CHECK MY WORK HERE
Build an ETL pipeline using Apache Airflow.
Apache Airflow
is an open-source platform for developing, scheduling, and monitoring batch-oriented workflows.
Airflow’s extensible Python framework enables you to build workflows connecting with virtually any technology. A web interface helps manage the state of your workflows. Airflow is deployable in many ways, varying from a single process on your laptop to a distributed setup to support even the biggest workflows.
Airflow Docs: https://airflow.apache.org/docs/
-
Python 3.8 or higher
-
Create and activate a virtual environment
python -m venv venv
On Linux
source venv/bin/activate
On Windows
venv\Scripts\activate
deactivate
Export AIRFLOW_HOME before installing dependencies
export AIRFLOW_HOME="your_desired_airflow_location"
Install dependencies
pip install -r requirements.txt
Show Info about Airflow Env
airflow info
Display Airflow cheat sheet
airflow cheat-sheet
Set load_examples to False in airflow.cfg if you don't want to load tutorial dags and examples, before you execute the next command
Migrate airflow database
airflow db migrate
Create an Admin user
airflow users create \
--username admin \
--firstname first_name_example \
--lastname last_name_example \
--role Admin \
--email your_email@example.com
Start all components
airflow standalone
- Access Airflow UI at: http://localhost:8080, and enter your login information
- In this assignment, you will be asked to write, refactor, and test code.
- Make sure you respect clean code guidelines.
- Read the assignment carefully.
- You are invited to build an ETL pipline using Ariflow in this assignment.
- Data Location:
source/jobs.csv
Data description
Your target data is located in the context column. It's a json data that needs to be cleaned, transformed and saved to an sqlite database
Provided by default:
- Pipline structure with necessary tasks under
dags/etl.py
. - SQL Query for tables creation.
- The blueprint task functions that needs to be completed.
The code of the etl is grouped into one Python (dags/etl.py
) script with makes it long, unoptimized, hard to read, hard to maintain, and hard to upgrade.
Your job is to:
- Rewrite the code while respecting clean code guidelines.
- Refactor the script and dissociate the tasks, and domains.

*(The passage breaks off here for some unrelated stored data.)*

PR #497, opened 2016-01-14
Instant thumbnails showing

oparoz:
See #511

### DIFF
--- a/css/public.css
+++ b/css/public.css
@@ -50,10 +50,3 @@ body {
 #gallery.hascontrols {
 	padding-bottom: 0;
 }
-
-#loading-indicator {
-	height: 32px;
-	width: 100%;
-	margin-top: 100px;
-	margin-bottom: 0;
-}
--- a/css/styles.css
+++ b/css/styles.css
@@ -278,12 +278,6 @@ http://www.bypeople.com/author/comatosed/*/
 	border-color: #bbb #bbb transparent #bbb;
 }
 
-#loading-indicator {
-	height: 32px;
-	width: 100%;
-	margin-bottom: 50px;
-}
-
 .icon-gallery {
 	background-image: url('../img/gallery-dark.svg');
 }
--- a/css/styles.css
+++ b/css/styles.css
@@ -182,13 +182,18 @@ div.crumb.last a {
 	opacity: .5;
 }
 
+#gallery a {
+	-webkit-transition: all .2s ease-in-out;
+	transition: all .2s ease-in-out;
+}
+
 #gallery a.image > img {
 	max-height: 200px;
 }
 
 #gallery .cropped,
 #gallery .row {
-	opacity: 1;
+	opacity: 0.5;
 	-webkit-transition: opacity 500ms;
 	transition: opacity 500ms;
 }
@@ -199,6 +204,16 @@ div.crumb.last a {
 	margin: 1px;
 	background-position: center;
 	background-size: cover;
+}
+
+#gallery a.album .icon-loading,
+#gallery .image-container .icon-loading {
+	margin: auto;
+	position: absolute;
+	top: 0;
+	left: 0;
+	bottom: 0;
+	right: 0;
 }
 
 #gallery > h2 {
--- a/css/styles.css
+++ b/css/styles.css
@@ -183,8 +183,14 @@ div.crumb.last a {
 }
 
 #gallery a {
-	-webkit-transition: all .2s ease-in-out;
-	transition: all .2s ease-in-out;
+	-webkit-transition: transform .2s ease-in-out, filter 1s ease-in-out, -webkit-filter 1s ease-in-out, -moz-filter 1s ease-in-out, -ms-filter 1s ease-in-out, -o-filter 1s ease-in-out;
+	transition: transform .2s ease-in-out, filter 1s ease-in-out, -webkit-filter 1s ease-in-out, -moz-filter 1s ease-in-out, -ms-filter 1s ease-in-out, -o-filter 1s ease-in-out;
+	
+	filter: gray;
+        -webkit-filter: grayscale(100%) brightness(200%);
+        -moz-filter:    grayscale(100%);
+        -ms-filter:     grayscale(100%);
+        -o-filter:      grayscale(100%);
 }
 
 #gallery a.image > img {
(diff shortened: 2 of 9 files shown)


oparoz:
@jospoortvliet @setnes @demattin you can play with it and tell me what you think.

@jancborchardt Let me know if this is acceptable for Gallery.

jospoortvliet:
The way you describe it makes me want to say "yes!!!" and I could give it a try if it applies to gallery for 8.2 ;-)

I don't have 9.0 anywhere atm...

but perhaps you can show a screenshot or two and we can all just say :+1: on the design ;-)

code-wise, not much I can say anyway.

oparoz:
@jospoortvliet Unfortunately, it's all about the visual special effects, so it only works if you see it for yourself and it's important to use it with your hardware to be able to tell if there are issues...

Just grab the 8.2.2 vm and clone master. That should do it :)

setnes:
When I load this after deleting the cached thumbnails, I get random broken image icons (just some of the images).  When I reload the page everything works.

On mobile it breaks badly once there are enough images to necessitate scrolling.  The images are covered up by the page footer and there's nothing left to see after it reaches that point.

I didn't particularly like the spinner.  So I like that you're looking at changing this.  I find this a bit jittery though.  It's cool once all the thumbnails are cached, but on first load it seems to cause a lot of unnecessary movement and overlapping while things slowly get created.  It makes me feel like something is broken... then it magically snaps into place.

setnes:
The mobile issue might be a core issue with 8.2.2.  It happens in the file view as well as the gallery view.  It affects shared link views.  It does not happen if I am logged in.  

I often test mobile with a shared link to avoid typing a ridiculous password.

oparoz:
> On mobile it breaks badly once there are enough images to necessitate scrolling. The images are covered up by the page footer and there's nothing left to see after it reaches that point.

Are you sure it's not because you have the pdfviewer app installed? It breaks other apps.

> on first load it seems to cause a lot of unnecessary movement and overlapping while things slowly get created. It makes me feel like something is broken... 

That's my main issue with this. On desktop, it's OK as there is enough power to both show and move images, but on mobile, there is a little bit of stuttering... I probably need to throttle the rendering or make sure only one CSS effect is applied at a time.

setnes:
Shutting off the PDF Viewer app solved both the footer problem and the broken image problem.  I never would have guessed that one.  Is this a known issue?

I actually find the image overlapping more awkward on desktop than on mobile.  The browser width on my phone is narrow enough that there's usually only a couple of images in each row.  On a larger screen there are more images per row and the effect is somewhat less attractive.  Don't get me wrong... I think this could be made better than the spinner.

setnes:
There is an eventual fix for the PDF Viewer bug.  See owncloud/core#21373, and owncloud/files_pdfviewer#91.

oparoz:
>  Is this a known issue?

As you've figured out, it is :)

> I actually find the image overlapping more awkward on desktop

Well, you can see the code. If you have any idea on how to improve this let me know.
One possible solution is to not show any images before the resizing and then reveal them, but the spinners will still be going through the same motion as the point is to show that something is happening, so I'm not sure it would help that much.

When looking for improvements, the thing you have to bear in mind is that we don't have the size of the images, so the scaffolding is going to be wider than the page and it can't be resized until we have a full row.

setnes:
It turns out the PDF Viewer issue really has nothing to do with the broken images.  There has to be a race condition in the code somewhere.  That's probably more pressing than how the overlapping images look.  It happens when I delete the thumbnails and reload a page with many images.

I did have an odd thought about using the images as the basis of a progress bar.  The images would go back to not being displayed until the row is complete.  With some masking, however, it should be possible to use their positions (temporary as they are) to create some sort of special effect that looks like a progress bar.  That's probably not where you were going with this though as it would be a lot of work to get something very similar to the spinner.  :)

Here's an example of the broken images I see.  I'm going to switch back to master and see if I can reproduce the problem there before assuming the problem is from this change.

broken_images

setnes:
I don't know if it's good news or bad news, but I was able to reproduce the broken image problem without this change.

oparoz:
Regarding the broken images. If you did a full refresh, it would be interesting to get the errors from the browser and owncloud.log (in a separate issue). There can be many reasons for this.

And well, a progress bar is not a bad idea, it's more useful than a spinner, that's for sure, but there is a similar issue in that we don't know how many images will fit, so we don't know where 100% is.

setnes:
I figured out that setting filesystem_check_changes to 1 fixes the problem.  I guess that should make some sense as I'm deleting thumbnails directly from the data directory on my test instance in order to try out your change.  When filesystem_check_changes is set to 0 (the default), the ownCloud system assumes they should exist.  Then, when they're requested, there's a race condition while they get created by the preview stuff.  Watching the log helped debug that.  There's no bug here.  :)

oparoz:
Ah, I see. You should use `$ sudo -uwww-data ./occ gallery:delete-thumbnails myuser` ;)

setnes:
Yeah.  I don't have that yet... but it's exactly what I should use in the future.  :)

Spacefish:
I doubt this change has anything to do with broken thumbnails, as it does not change any php code.. The broken thumbnails are failed request which just return empty pages / 503 pages, so i guess it´s a php script problem.
It feels much more fluid with the spinners and blend in animations.. I vote for merging this!

I dislike the resize animation after load.. it would be better if the images are loaded in the correct size from the start

oparoz:
@Spacefish - Is your commit an attempt to fix this?

> I dislike the resize animation after load.. it would be better if the images are loaded in the correct size from the start

Or are you talking about something else?

Regarding mobile. I'm thinking of maybe throttling the appearance of rows to make sure the browser doesn't try to do too much at once.

oparoz:
BTW, I'm not getting any grayscale images with this patch

oparoz:
Rows are now throttled. Let me know what you think.

Regarding the grayscale, it doesn't work on Firefox. Also, although I like the effect, I'm concerned about the extra CPU+GPU requirements. The goal of this PR is to remove what's blocking the rendering of images. I think we can make it fancier later, no?

oparoz:
@demattin @arkascha @elpraga @sualko @bugsbane @mmattel - This needs testing :)

Bugsbane:
@oparoz Sure. Can you just tell me how to apply the correct patch?

oparoz:
Superseded by #511

Issue #500, opened 2016-01-23
Try to fix the horrible scrolling performance on mobile introduced by core on 8.2


oparoz:
I don't remember all the details, but I think that from 8.2 the controls are in a fixed div which kills all hardware acceleration on mobile.
- [x] Find out why this was introduced exactly
- [x] Fix it if we don't have a reason to use the same CSS
### Desktop
- Chromium/win10: no visible change
- Firefox/win10: no visible change
- Edge/win10: no visible change
- IE11/win10: no visible change
### Mobile
- Chrome/ios9: huge performance gains. Activates smooth kinetic scrolling
- Safari/ios9: huge performance gains. Activates smooth kinetic scrolling with bouncing edges
- Browser/BB10: improves scrolling performance
- Chrome/Android 4.x: huge performance gains. Activates smooth kinetic scrolling
- Firefox/Android 4.x: no visible change. Seems like hardware acceleration is not available on 4.x
- Chrome/Android 5.x
- Firefox/Android 5.x
- Chrome/Android 6.x
- Firefox/Android 6.x

oparoz:
I think there is hope :). It involves reorganising the templates. Hopefully this won't lead to to much code re-writing.

oparoz:
Re-opening this to give a chance to people to voice their opinion if something doesn't seem right on Android 5+

davivel:
I'll have a look.

ghost:
@davivel any update?

davivel:
Sorry, @cmonteroluque , I forgot this one :$. I'll have look today.

davivel:
@oparoz , I'd need some more details about how did you compare peformance. 

I tried this:
- Server 1: OC server master + gallery app v9.0 installed via git, folder with over 200 pictures from Nexus camera
- Server 2: OC server 8.2 + gallery app v8.2 installed via git, folder with same pictures from Nexus camera
- client: Nexus 5 with Android 6, Chrome 49.0.2623.105 ; I use two devices with same configuration to access at the same time to server 1 and server 2 in each of them and compare visually.
- Steps: Access to folder in Chrome, enable 'grid mode', scroll up & down several times.

I don't find performance problems with none of them, what makes me suspect that my environment or my test is not appropriate. Please, tell me what you think about it.

[...]

PR #507, opened 2016-02-09
Bring back smooth scrolling

oparoz:
First attempt at fixing #500.

The improvements range from _not visible_ to _astonishing_ on the devices I've tested. The devices which benefit the most seem to be iOS based.

This introduces the changes that @fuhaoshih tried to introduce with https://github.com/owncloud/gallery/pull/285, but without the side effects (at least in the scrolling).

**The best quick test you can do is scroll through a list of files on the Files side and then switch to Gallery and scroll again.**

The standard and public templates should be combined in a future PR as they're very similar now.
### Desktop
- Chromium/win10: no visible change
- Firefox/win10: no visible change
- Edge/win10: no visible change
- IE11/win10: no visible change
### Mobile
- Chrome/ios9: huge performance gains. Activates smooth kinetic scrolling
- Safari/ios9: huge performance gains. Activates smooth kinetic scrolling with bouncing edges
- Browser/BB10: improves scrolling performance
- Chrome/Android 4.x: huge performance gains. Activates smooth kinetic scrolling
- Firefox/Android 4.x: no visible change. Seems like hardware acceleration is not available on 4.x
- Chrome/Android 5.x
- Firefox/Android 5.x
- Chrome/Android 6.x
- Firefox/Android 6.x

---

@jancborchardt @henni @setnes @demattin @mmattel @Spacefish @Bugsbane @MorrisJobke @jospoortvliet

### DIFF
--- a/controller/pagecontroller.php
+++ b/controller/pagecontroller.php
@@ -85,7 +85,7 @@ class PageController extends Controller {
 		$params = ['appName' => $appName];
 
 		// Will render the page using the template found in templates/index.php
-		$response = new TemplateResponse($appName, 'index', $params);
+		$response = new TemplateResponse($appName, 'index', $params, 'public');
 		$this->addContentSecurityToResponse($response);
 
 		return $response;
--- a/css/public.css
+++ b/css/public.css
@@ -4,6 +4,15 @@ body {
 	width: 100%;
 }
 
+#content-wrapper {
+	background-color: #fff;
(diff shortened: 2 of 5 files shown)


oparoz:
I've performed some tests to make sure it wouldn't block any future template extension and we will have to write our own CSS in order to be able to keep a smooth photowall or wait for `core` to fix their templates before trying to add a navigation panel.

Fill in the necessary code for tasks: Extract, Transform, Load.
Read the Dataframe from source/jobs.csv
, extract the context column data, and save each item to staging/extracted
as a text file.
Read the extracted text files from staging/extracted
as json, clean the job description, transform the schema, and save each item to staging/transformed
as json file.
The desired schema from the transform job:
{
"job": {
"title": "job_title",
"industry": "job_industry",
"description": "job_description",
"employment_type": "job_employment_type",
"date_posted": "job_date_posted",
},
"company": {
"name": "company_name",
"link": "company_linkedin_link",
},
"education": {
"required_credential": "job_required_credential",
},
"experience": {
"months_of_experience": "job_months_of_experience",
"seniority_level": "seniority_level",
},
"salary": {
"currency": "salary_currency",
"min_value": "salary_min_value",
"max_value": "salary_max_value",
"unit": "salary_unit",
},
"location": {
"country": "country",
"locality": "locality",
"region": "region",
"postal_code": "postal_code",
"street_address": "street_address",
"latitude": "latitude",
"longitude": "longitude",
},
}
Read the transformed data from staging/transformed
, and save it to the sqlite database.
As mentioned previously, your code should be unit tested.
Hints: Use pytest for your unit tests as well as mocks for external services.